G. Failure Prediction
Reference [5] proposes a second implementation of the double-sampling scheme, shown in Fig. 2(a) . This scheme adds the delay δ on the data input of the redundant sampling element rather than on its clock signal. Thanks to this delay, a second sampling instant is created that precedes by δ the sampling instant of the regular sampling element (Output FF). As this scheme increases by δ the delays experienced by the redundant sampling element, it requires increasing the clock cycle by a timing margin equal to δ [5] , [7] . This is not the case for the schemes of Fig. 1 , which does not affect the clock cycle. A very interesting application using this scheme was proposed later [11] . It employs the implementation of Fig. 2(b) , where (similarly to the scheme of Fig. 2 (a) proposed in [5] ), a delay (Tg) is added on the input D of the redundant FF. As explained above, adding the delay Tg requires increasing the clock period by a time Tg. The circuit is not detecting any anomaly as far as D max +t su + Tg < T CK , where Dmax is the maximum circuit delay, t su is the flip-flop setup time, and T CK is the clock period. However, if due to aging-induced circuit degradation, the delays of the circuit increase to an extent that violates condition D max +t su + Tg < T CK , the output of the XOR gate will go to "1". Thus, this implementation acts as aging detector, and can be used to reduce the clock frequency for adapting the circuit to aging-induced degradations.
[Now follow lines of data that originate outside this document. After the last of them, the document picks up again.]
PR #5275, opened 2022-11-28
Fix bin paths for angular & vite when using NPM workspaces

TatsuyaYamamoto:
### Description

When `firebase-tools` detects Next.js, it tries to run `next build` and `next export`. `firebase-tools` creates "next bin" path with `path.join` to run `next export` but currently, it supports the case only that “node_modules/.bin/next" is in the same directory as `.next` dir.

This PR makes firebase-tools also load “node_modules/.bin/next” in another dir. In my case, it's a useful fix when using npm workspace.

(1): next bin that Current `firebase-tools` can load
(2): next bin that I want to make `firebase-tools` load

```
repo_root/
    ├ node_modules/.bin/next (2)
    ├ workspace_packages/
    │    └ next-app/
    │        ├ .next/
    │        ├ node_modules/.bin/next (1)
```

#### non-monorepo

```
$ npx create-next-app@latest firebase-tools-test
$ cd firebase-tools-test

$ echo "export default () => <div>static page</div>" > pages/static-page.js
$ echo "module.exports = {images: { unoptimized: true }};" > next.config.js

$ npm link firebase-tools
$ npx firebase init
$ npx firebase-tools deploy --only hosting

$ ls -1 .firebase/*/hosting/*.html
.firebase/***/hosting/404.html
.firebase/***/hosting/index.html
.firebase/***/hosting/static-page.html 👈 expected!
```

#### monorepo

```
$ mkdir firebase-tools-test-monorepo
$ cd firebase-tools-test-monorepo
$ echo '{ "workspaces": ["./packages/next-app"] }' > package.json

$ mkdir packages
$ cd packages
$ npx create-next-app@latest next-app
$ echo "export default () => <div>static page</div>" > next-app/pages/static-page.js
$ echo "module.exports = {images: { unoptimized: true }};" > next-app/next.config.js
$ cd ..

$ npm link firebase-tools
$ npx firebase init
$ jq '.hosting.source="packages/next-app"' firebase.json > firebase.new.json
$ cat firebase.new.json > firebase.json
$ npx firebase-tools deploy --only hosting

$ ls -1 .firebase/*/hosting/*.html
.firebase/***/hosting/404.html
.firebase/***/hosting/index.html
.firebase/***/hosting/static-page.html 👈 expected!
```


src/frameworks/next/index.ts
```diff
@@ -40,7 +40,11 @@ interface Manifest {
 }
 
 const CLI_COMMAND = join(
-  "node_modules",
+  require.resolve("next"), // ./dist/server/next.js (ref: https://github.com/vercel/next.js/blob/canary/packages/next/package.json)
```
jamesdaniels, line 43: Could we instead get the NPM root somehow? `execSync("npm root", { cwd: ... })` making the assumption here is spooking me. Also we should add similar logic to the angular integration

jamesdaniels (changes requested):
Should add a changelog too

src/frameworks/next/index.ts
TatsuyaYamamoto: > Could we instead get the NPM root somehow?

I changed the following and re-tried "Scenarios Tested”. It looks fine.

https://github.com/firebase/firebase-tools/pull/5275/files#diff-372d171b067c11f7dbdea434bc98b44c356278e71e0f1251758e4ca25517c0b8R43

> Also we should add similar logic to the angular integration

I changed similarly vite and anular integrations. (5507397)

> Should add a changelog too

[TODO] I’ll update PR title and chagelog.md after changing policy is decided.

atanaskanchev:
Would this fix a similar issue for other monorepos like turborepo/nx as reported [here](https://github.com/FirebaseExtended/firebase-framework-tools/issues/37)?

src/frameworks/angular/index.ts
```diff
@@ -20,7 +20,11 @@ export const name = "Angular";
 export const support = SupportLevel.Experimental;
 export const type = FrameworkType.Framework;
 
-const CLI_COMMAND = join("node_modules", ".bin", process.platform === "win32" ? "ng.cmd" : "ng");
+const CLI_COMMAND = join(
+  execSync("npm root").toString().trim(),
```
jamesdaniels, line 24: additional thought, we should make sure this is relative to the source directory

we should write it as a function: 

```ts
function getCLI(cwd: string) {
  return join(
    execSync("npm root", { cwd }),
    ...
```

jamesdaniels (changes requested):

jamesdaniels:
Addressed in #5640, closing this out. Thanks for your help

Issue #5270, opened 2022-11-25
Function Deploy - Precondition failed. Cannot update a GCF function without sourceUrl


ensgenc:
Hi, What is this GCF function without sourceUrl,

The same package deploys in other environments, but only one environment has this error.

Environment:
Microsoft azure ubuntu 20.04

![Screen Shot 2022-11-26 at 01 46 01](https://user-images.githubusercontent.com/6282510/204061218-d0d748d7-fa7c-41ba-91e6-0bc4368f9190.png)
![Screen Shot 2022-11-26 at 01 46 15](https://user-images.githubusercontent.com/6282510/204061225-29a8e60a-1be2-42ec-807e-166028442a58.png)

Do you have any idea

thanks

taeold:
Hey @ensgenc. Is this something that's happening consistently on your function deploys?

If you can provide us with a small, reproducible example, we'd appreciate it!

PR #5280, opened 2022-11-30
Fix bug using --only filter to disable no-op deploy fails deploy because function source isn't uploaded

taeold:
Fixes https://github.com/firebase/firebase-tools/issues/5270


TheIronDev (approved):
Lgtm!

PR #5667, opened 2023-04-06
Auth integration

leoortizz:


src/monospace/index.ts
```diff
@@ -0,0 +1,115 @@
...
+  }
+
+  const { rid } = initFirebaseResponse;
+
+  // Poll for response from the user
+  const authorizedProject = await pollAuthorizedProject(rid);
+
+  if (project === authorizedProject) return;
+
+  // TODO: create a .firebaserc in user’s folder like this:
```
hsubox76, line 35: Can this return the project instead? The VS Code extension has logic to manage reading/writing `.firebaserc` and can take it from here.

src/requireAuth.ts
```diff
@@ -36,8 +37,13 @@ function getAuthClient(config: GoogleAuthOptions): GoogleAuth {
  */
 async function autoAuth(options: any, authScopes: string[]): Promise<void> {
   const client = getAuthClient({ scopes: authScopes, projectId: options.project });
-  const token = await client.getAccessToken();
-  token !== null ? apiv2.setAccessToken(token) : false;
+
+  if (process.env.MONOSPACE_DAEMON_PORT) {
+    await setupMonospace(client, options.project);
```
hsubox76, line 42: If we end up getting the short-lived 10 minute token here (I think that is the new plan going forward?) I think it needs to be refreshed for plugin usage. Could be done on a timer or could check TTL every time requireAuth is called and get a fresh one if needed (the way requireAuth is written right now though, it will bail if a `user` is found before reaching autoAuth).

src/monospace/index.ts
```diff
@@ -0,0 +1,114 @@
+import fetch from "node-fetch";
+
+import { FirebaseError } from "../error";
+
+import type { GetInitFirebaseResponse, InitFirebaseResponse } from "./interfaces";
+
+const MONOSPACE_DAEMON_PORT = process.env.MONOSPACE_DAEMON_PORT;
```
hsubox76, line 7: I won't have this variable set when the extension loads, the extension will need to grab it in a different way, then set the env variable, and then call CLI methods. I think the assignment here will be too early since it's in the global space and will happen when the code loads, before I have time to run anything. Can the assignment be done inside `initFirebase()`?

leoortizz: @hsubox76 I just changed it

src/monospace/index.ts
```diff
@@ -0,0 +1,126 @@
...
+  if (initFirebaseResponse.success === false) {
+    throw new Error(String(initFirebaseResponse.error));
+  }
+
+  const { rid } = initFirebaseResponse;
+
+  // Poll for response from the user
+  const authorizedProject = await pollAuthorizedProject(rid);
+
+  createFirebaseRc(projectRoot, authorizedProject);
```
hsubox76, line 23: Do we have a separate path where I can skip this? It looks like the only function I have control over calling is requireAuth() so it seems like you'd have to add a param to requireAuth() and pass it all the way down here.

leoortizz: > Do we have a separate path where I can skip this? It looks like the only function I have control over calling is requireAuth() so it seems like you'd have to add a param to requireAuth() and pass it all the way down here.

currently we don't. Can you somehow set an environment variable so we can detect that it's running in the plugin?

leoortizz: Added a condition to return the authorized project if it's coming from the extension(through `options.isVSCE`)

src/monospace/index.ts
leoortizz: It's returning the project now if `options.isVSCE` is true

H. Failure Prediction Versus Error Detection
A significant advantage of the failure prediction scheme, with respect to the error detection scheme, is that it does not require implementing a retry mechanism. Indeed, considering that failure mechanisms are slow and circuit delays degrade gradually, condition D max +t su + Tg < T CK will cease to be satisfied sufficient time before condition D max +t su < T CK ceases to be satisfied and the circuit starts producing errors. Thus, the aging sensor will produce detections before the circuit starts to fail. These detections will activate clock frequency reduction or supply voltage increase, to prevent the occurrence of system failures.
However, the failure prediction scheme has not the potential of high power savings (or, equivalently, speed increase) achieved by the error detection double-sampling scheme. Indeed, PVT variations and circuit aging induce circuit delay increase that may produce infrequent errors during circuit operation. Though the frequency of these errors can be quite low they will result in inacceptable reliability. Thus, the voltage supply must be increased (or the clock frequency reduced) significantly to eliminate these errors. However, as the error detection double-sampling scheme together with the retry mechanism can be used to detect and correct these infrequent errors, we can avoid increasing the supply voltage and achieve drastic power reduction (or avoid reducing the clock frequency for achieving speed increase). For instance, [14] demonstrates 52% energy savings at 1GHz operation for an ARM ISA processor.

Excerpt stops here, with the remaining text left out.